▶ [REQUIRED ACTION] A verbatim repeat of the records beneath this line is needed.

▶ [ENTRIES PROVIDED]
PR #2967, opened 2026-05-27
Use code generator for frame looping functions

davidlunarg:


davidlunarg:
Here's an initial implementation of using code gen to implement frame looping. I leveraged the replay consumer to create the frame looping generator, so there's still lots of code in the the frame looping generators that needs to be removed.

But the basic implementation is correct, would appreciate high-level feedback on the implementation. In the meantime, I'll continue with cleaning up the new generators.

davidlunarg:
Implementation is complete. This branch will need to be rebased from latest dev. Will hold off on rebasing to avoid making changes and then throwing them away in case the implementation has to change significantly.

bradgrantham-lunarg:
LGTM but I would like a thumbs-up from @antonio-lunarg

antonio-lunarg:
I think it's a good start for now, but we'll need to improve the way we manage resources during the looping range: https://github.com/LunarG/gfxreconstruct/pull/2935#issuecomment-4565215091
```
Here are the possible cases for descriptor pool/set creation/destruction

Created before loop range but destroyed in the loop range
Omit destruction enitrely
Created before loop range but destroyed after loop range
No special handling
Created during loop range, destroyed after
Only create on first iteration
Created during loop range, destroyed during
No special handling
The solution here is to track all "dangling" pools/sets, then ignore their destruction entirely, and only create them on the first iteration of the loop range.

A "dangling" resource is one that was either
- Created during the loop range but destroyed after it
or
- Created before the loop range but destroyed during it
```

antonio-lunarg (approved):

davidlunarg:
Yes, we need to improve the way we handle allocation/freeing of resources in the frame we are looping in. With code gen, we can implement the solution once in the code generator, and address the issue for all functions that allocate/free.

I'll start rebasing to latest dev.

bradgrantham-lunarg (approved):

▶ [RESPONSE AREA]
PR #2967, opened 2026-05-27
Use code generator for frame looping functions

davidlunarg:


davidlunarg:
Here's an initial implementation of using code gen to implement frame looping. I leveraged the replay consumer to create the frame looping generator, so there's still lots of code in the the frame looping generators that needs to be removed.

But the basic implementation is correct, would appreciate high-level feedback on the implementation. In the meantime, I'll continue with cleaning up the new generators.

davidlunarg:
Implementation is complete. This branch will need to be rebased from latest dev. Will hold off on rebasing to avoid making changes and then throwing them away in case the implementation has to change significantly.

bradgrantham-lunarg:
LGTM but I would like a thumbs-up from @antonio-lunarg

antonio-lunarg:
I think it's a good start for now, but we'll need to improve the way we manage resources during the looping range: https://github.com/LunarG/gfxreconstruct/pull/2935#issuecomment-4565215091
```
Here are the possible cases for descriptor pool/set creation/destruction

Created before loop range but destroyed in the loop range
Omit destruction enitrely
Created before loop range but destroyed after loop range
No special handling
Created during loop range, destroyed after
Only create on first iteration
Created during loop range, destroyed during
No special handling
The solution here is to track all "dangling" pools/sets, then ignore their destruction entirely, and only create them on the first iteration of the loop range.

A "dangling" resource is one that was either
- Created during the loop range but destroyed after it
or
- Created before the loop range but destroyed during it
```

antonio-lunarg (approved):

davidlunarg:
Yes, we need to improve the way we handle allocation/freeing of resources in the frame we are looping in. With code gen, we can implement the solution once in the code generator, and address the issue for all functions that allocate/free.

I'll start rebasing to latest dev.

bradgrantham-lunarg (approved):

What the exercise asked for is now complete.